- DATA EXCERPTS:
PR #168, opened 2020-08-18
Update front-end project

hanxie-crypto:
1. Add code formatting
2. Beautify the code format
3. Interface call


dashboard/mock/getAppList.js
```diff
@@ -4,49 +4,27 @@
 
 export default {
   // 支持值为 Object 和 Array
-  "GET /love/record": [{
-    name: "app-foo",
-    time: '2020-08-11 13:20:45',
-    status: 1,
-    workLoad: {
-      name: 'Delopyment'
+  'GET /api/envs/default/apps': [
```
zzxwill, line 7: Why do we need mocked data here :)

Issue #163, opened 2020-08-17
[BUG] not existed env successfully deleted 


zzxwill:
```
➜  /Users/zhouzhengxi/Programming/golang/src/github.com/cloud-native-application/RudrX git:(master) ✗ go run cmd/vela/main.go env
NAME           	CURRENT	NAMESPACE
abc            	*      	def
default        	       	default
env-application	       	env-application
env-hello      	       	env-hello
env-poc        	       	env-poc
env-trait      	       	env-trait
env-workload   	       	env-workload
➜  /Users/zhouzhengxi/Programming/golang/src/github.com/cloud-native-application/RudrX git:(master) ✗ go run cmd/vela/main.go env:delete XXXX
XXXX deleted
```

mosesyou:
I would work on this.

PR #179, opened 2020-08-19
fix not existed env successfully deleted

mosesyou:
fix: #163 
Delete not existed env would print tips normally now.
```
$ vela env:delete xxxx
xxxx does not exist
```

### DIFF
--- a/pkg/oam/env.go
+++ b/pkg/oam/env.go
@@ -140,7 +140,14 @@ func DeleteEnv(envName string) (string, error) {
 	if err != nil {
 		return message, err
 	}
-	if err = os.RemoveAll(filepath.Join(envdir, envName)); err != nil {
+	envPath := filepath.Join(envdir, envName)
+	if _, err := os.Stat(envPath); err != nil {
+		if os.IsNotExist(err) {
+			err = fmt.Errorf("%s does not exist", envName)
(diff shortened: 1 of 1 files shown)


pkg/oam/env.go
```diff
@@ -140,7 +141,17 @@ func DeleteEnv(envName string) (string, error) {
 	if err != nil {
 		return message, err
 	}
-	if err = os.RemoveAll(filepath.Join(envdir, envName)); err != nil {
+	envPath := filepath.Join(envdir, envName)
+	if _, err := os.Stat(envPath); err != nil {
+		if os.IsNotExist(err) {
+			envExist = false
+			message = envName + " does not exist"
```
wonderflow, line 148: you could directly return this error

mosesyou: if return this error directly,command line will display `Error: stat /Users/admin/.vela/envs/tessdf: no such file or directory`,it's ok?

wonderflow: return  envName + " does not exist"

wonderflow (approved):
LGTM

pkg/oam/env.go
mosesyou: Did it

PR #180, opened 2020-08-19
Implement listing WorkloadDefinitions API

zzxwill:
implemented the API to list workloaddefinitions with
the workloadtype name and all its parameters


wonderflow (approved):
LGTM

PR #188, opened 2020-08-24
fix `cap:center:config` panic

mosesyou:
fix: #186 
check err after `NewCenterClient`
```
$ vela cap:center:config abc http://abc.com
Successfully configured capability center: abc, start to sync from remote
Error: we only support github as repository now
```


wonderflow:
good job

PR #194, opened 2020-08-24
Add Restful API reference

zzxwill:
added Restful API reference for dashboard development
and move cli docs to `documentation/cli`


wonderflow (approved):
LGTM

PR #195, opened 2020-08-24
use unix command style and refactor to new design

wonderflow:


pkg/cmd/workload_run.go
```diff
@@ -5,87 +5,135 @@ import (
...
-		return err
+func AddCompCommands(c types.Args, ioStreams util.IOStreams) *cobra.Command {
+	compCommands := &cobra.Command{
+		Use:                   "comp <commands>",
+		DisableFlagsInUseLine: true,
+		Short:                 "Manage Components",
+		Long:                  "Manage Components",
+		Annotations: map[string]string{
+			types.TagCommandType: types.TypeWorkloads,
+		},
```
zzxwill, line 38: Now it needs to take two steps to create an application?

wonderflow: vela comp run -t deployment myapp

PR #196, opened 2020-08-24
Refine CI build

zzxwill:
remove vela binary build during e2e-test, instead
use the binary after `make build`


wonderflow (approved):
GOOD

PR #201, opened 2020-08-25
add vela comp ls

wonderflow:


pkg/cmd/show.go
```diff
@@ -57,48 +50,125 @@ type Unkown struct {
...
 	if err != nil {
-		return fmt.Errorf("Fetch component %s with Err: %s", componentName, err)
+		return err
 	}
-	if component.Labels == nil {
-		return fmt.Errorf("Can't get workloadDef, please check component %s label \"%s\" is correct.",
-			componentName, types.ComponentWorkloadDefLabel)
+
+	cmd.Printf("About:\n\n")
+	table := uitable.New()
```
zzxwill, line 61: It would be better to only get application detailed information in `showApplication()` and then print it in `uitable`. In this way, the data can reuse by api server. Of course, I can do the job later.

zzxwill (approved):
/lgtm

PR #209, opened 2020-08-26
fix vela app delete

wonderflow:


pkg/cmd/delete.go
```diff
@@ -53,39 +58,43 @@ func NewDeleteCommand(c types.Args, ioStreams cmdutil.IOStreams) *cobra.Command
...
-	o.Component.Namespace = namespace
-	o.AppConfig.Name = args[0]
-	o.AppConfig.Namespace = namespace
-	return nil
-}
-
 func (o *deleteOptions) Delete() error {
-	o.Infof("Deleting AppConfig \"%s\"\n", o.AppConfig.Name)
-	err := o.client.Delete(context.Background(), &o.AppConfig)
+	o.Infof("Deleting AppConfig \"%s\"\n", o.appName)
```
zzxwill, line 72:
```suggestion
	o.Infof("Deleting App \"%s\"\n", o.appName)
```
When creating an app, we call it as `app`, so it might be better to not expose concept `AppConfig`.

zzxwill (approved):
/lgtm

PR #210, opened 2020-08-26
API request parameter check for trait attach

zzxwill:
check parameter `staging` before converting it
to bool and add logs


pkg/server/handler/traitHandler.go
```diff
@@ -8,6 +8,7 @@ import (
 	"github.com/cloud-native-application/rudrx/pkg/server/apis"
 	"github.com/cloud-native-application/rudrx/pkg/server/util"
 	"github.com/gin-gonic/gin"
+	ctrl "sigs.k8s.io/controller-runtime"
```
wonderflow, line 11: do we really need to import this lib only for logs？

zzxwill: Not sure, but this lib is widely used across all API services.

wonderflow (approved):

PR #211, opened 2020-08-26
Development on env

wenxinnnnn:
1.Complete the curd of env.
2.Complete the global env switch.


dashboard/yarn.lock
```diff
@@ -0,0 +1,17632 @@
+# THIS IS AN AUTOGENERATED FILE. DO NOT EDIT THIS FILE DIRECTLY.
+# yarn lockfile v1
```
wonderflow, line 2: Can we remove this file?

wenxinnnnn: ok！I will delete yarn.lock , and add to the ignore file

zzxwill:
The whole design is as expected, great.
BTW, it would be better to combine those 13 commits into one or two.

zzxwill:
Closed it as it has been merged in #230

- WORK REQUEST: Output all records verbatim.

- RESPONSE BOX:
PR #168, opened 2020-08-18
Update front-end project

hanxie-crypto:
1. Add code formatting
2. Beautify the code format
3. Interface call


dashboard/mock/getAppList.js
```diff
@@ -4,49 +4,27 @@
 
 export default {
   // 支持值为 Object 和 Array
-  "GET /love/record": [{
-    name: "app-foo",
-    time: '2020-08-11 13:20:45',
-    status: 1,
-    workLoad: {
-      name: 'Delopyment'
+  'GET /api/envs/default/apps': [
```
zzxwill, line 7: Why do we need mocked data here :)

Issue #163, opened 2020-08-17
[BUG] not existed env successfully deleted 


zzxwill:
```
➜  /Users/zhouzhengxi/Programming/golang/src/github.com/cloud-native-application/RudrX git:(master) ✗ go run cmd/vela/main.go env
NAME           	CURRENT	NAMESPACE
abc            	*      	def
default        	       	default
env-application	       	env-application
env-hello      	       	env-hello
env-poc        	       	env-poc
env-trait      	       	env-trait
env-workload   	       	env-workload
➜  /Users/zhouzhengxi/Programming/golang/src/github.com/cloud-native-application/RudrX git:(master) ✗ go run cmd/vela/main.go env:delete XXXX
XXXX deleted
```

mosesyou:
I would work on this.

PR #179, opened 2020-08-19
fix not existed env successfully deleted

mosesyou:
fix: #163 
Delete not existed env would print tips normally now.
```
$ vela env:delete xxxx
xxxx does not exist
```

### DIFF
--- a/pkg/oam/env.go
+++ b/pkg/oam/env.go
@@ -140,7 +140,14 @@ func DeleteEnv(envName string) (string, error) {
 	if err != nil {
 		return message, err
 	}
-	if err = os.RemoveAll(filepath.Join(envdir, envName)); err != nil {
+	envPath := filepath.Join(envdir, envName)
+	if _, err := os.Stat(envPath); err != nil {
+		if os.IsNotExist(err) {
+			err = fmt.Errorf("%s does not exist", envName)
(diff shortened: 1 of 1 files shown)


pkg/oam/env.go
```diff
@@ -140,7 +141,17 @@ func DeleteEnv(envName string) (string, error) {
 	if err != nil {
 		return message, err
 	}
-	if err = os.RemoveAll(filepath.Join(envdir, envName)); err != nil {
+	envPath := filepath.Join(envdir, envName)
+	if _, err := os.Stat(envPath); err != nil {
+		if os.IsNotExist(err) {
+			envExist = false
+			message = envName + " does not exist"
```
wonderflow, line 148: you could directly return this error

mosesyou: if return this error directly,command line will display `Error: stat /Users/admin/.vela/envs/tessdf: no such file or directory`,it's ok?

wonderflow: return  envName + " does not exist"

wonderflow (approved):
LGTM

pkg/oam/env.go
mosesyou: Did it

PR #180, opened 2020-08-19
Implement listing WorkloadDefinitions API

zzxwill:
implemented the API to list workloaddefinitions with
the workloadtype name and all its parameters


wonderflow (approved):
LGTM

PR #188, opened 2020-08-24
fix `cap:center:config` panic

mosesyou:
fix: #186 
check err after `NewCenterClient`
```
$ vela cap:center:config abc http://abc.com
Successfully configured capability center: abc, start to sync from remote
Error: we only support github as repository now
```


wonderflow:
good job

PR #194, opened 2020-08-24
Add Restful API reference

zzxwill:
added Restful API reference for dashboard development
and move cli docs to `documentation/cli`


wonderflow (approved):
LGTM

PR #195, opened 2020-08-24
use unix command style and refactor to new design

wonderflow:


pkg/cmd/workload_run.go
```diff
@@ -5,87 +5,135 @@ import (
...
-		return err
+func AddCompCommands(c types.Args, ioStreams util.IOStreams) *cobra.Command {
+	compCommands := &cobra.Command{
+		Use:                   "comp <commands>",
+		DisableFlagsInUseLine: true,
+		Short:                 "Manage Components",
+		Long:                  "Manage Components",
+		Annotations: map[string]string{
+			types.TagCommandType: types.TypeWorkloads,
+		},
```
zzxwill, line 38: Now it needs to take two steps to create an application?

wonderflow: vela comp run -t deployment myapp

PR #196, opened 2020-08-24
Refine CI build

zzxwill:
remove vela binary build during e2e-test, instead
use the binary after `make build`


wonderflow (approved):
GOOD

PR #201, opened 2020-08-25
add vela comp ls

wonderflow:


pkg/cmd/show.go
```diff
@@ -57,48 +50,125 @@ type Unkown struct {
...
 	if err != nil {
-		return fmt.Errorf("Fetch component %s with Err: %s", componentName, err)
+		return err
 	}
-	if component.Labels == nil {
-		return fmt.Errorf("Can't get workloadDef, please check component %s label \"%s\" is correct.",
-			componentName, types.ComponentWorkloadDefLabel)
+
+	cmd.Printf("About:\n\n")
+	table := uitable.New()
```
zzxwill, line 61: It would be better to only get application detailed information in `showApplication()` and then print it in `uitable`. In this way, the data can reuse by api server. Of course, I can do the job later.

zzxwill (approved):
/lgtm

PR #209, opened 2020-08-26
fix vela app delete

wonderflow:


pkg/cmd/delete.go
```diff
@@ -53,39 +58,43 @@ func NewDeleteCommand(c types.Args, ioStreams cmdutil.IOStreams) *cobra.Command
...
-	o.Component.Namespace = namespace
-	o.AppConfig.Name = args[0]
-	o.AppConfig.Namespace = namespace
-	return nil
-}
-
 func (o *deleteOptions) Delete() error {
-	o.Infof("Deleting AppConfig \"%s\"\n", o.AppConfig.Name)
-	err := o.client.Delete(context.Background(), &o.AppConfig)
+	o.Infof("Deleting AppConfig \"%s\"\n", o.appName)
```
zzxwill, line 72:
```suggestion
	o.Infof("Deleting App \"%s\"\n", o.appName)
```
When creating an app, we call it as `app`, so it might be better to not expose concept `AppConfig`.

zzxwill (approved):
/lgtm

PR #210, opened 2020-08-26
API request parameter check for trait attach

zzxwill:
check parameter `staging` before converting it
to bool and add logs


pkg/server/handler/traitHandler.go
```diff
@@ -8,6 +8,7 @@ import (
 	"github.com/cloud-native-application/rudrx/pkg/server/apis"
 	"github.com/cloud-native-application/rudrx/pkg/server/util"
 	"github.com/gin-gonic/gin"
+	ctrl "sigs.k8s.io/controller-runtime"
```
wonderflow, line 11: do we really need to import this lib only for logs？

zzxwill: Not sure, but this lib is widely used across all API services.

wonderflow (approved):

PR #211, opened 2020-08-26
Development on env

wenxinnnnn:
1.Complete the curd of env.
2.Complete the global env switch.


dashboard/yarn.lock
```diff
@@ -0,0 +1,17632 @@
+# THIS IS AN AUTOGENERATED FILE. DO NOT EDIT THIS FILE DIRECTLY.
+# yarn lockfile v1
```
wonderflow, line 2: Can we remove this file?

wenxinnnnn: ok！I will delete yarn.lock , and add to the ignore file

zzxwill:
The whole design is as expected, great.
BTW, it would be better to combine those 13 commits into one or two.

zzxwill:
Closed it as it has been merged in #230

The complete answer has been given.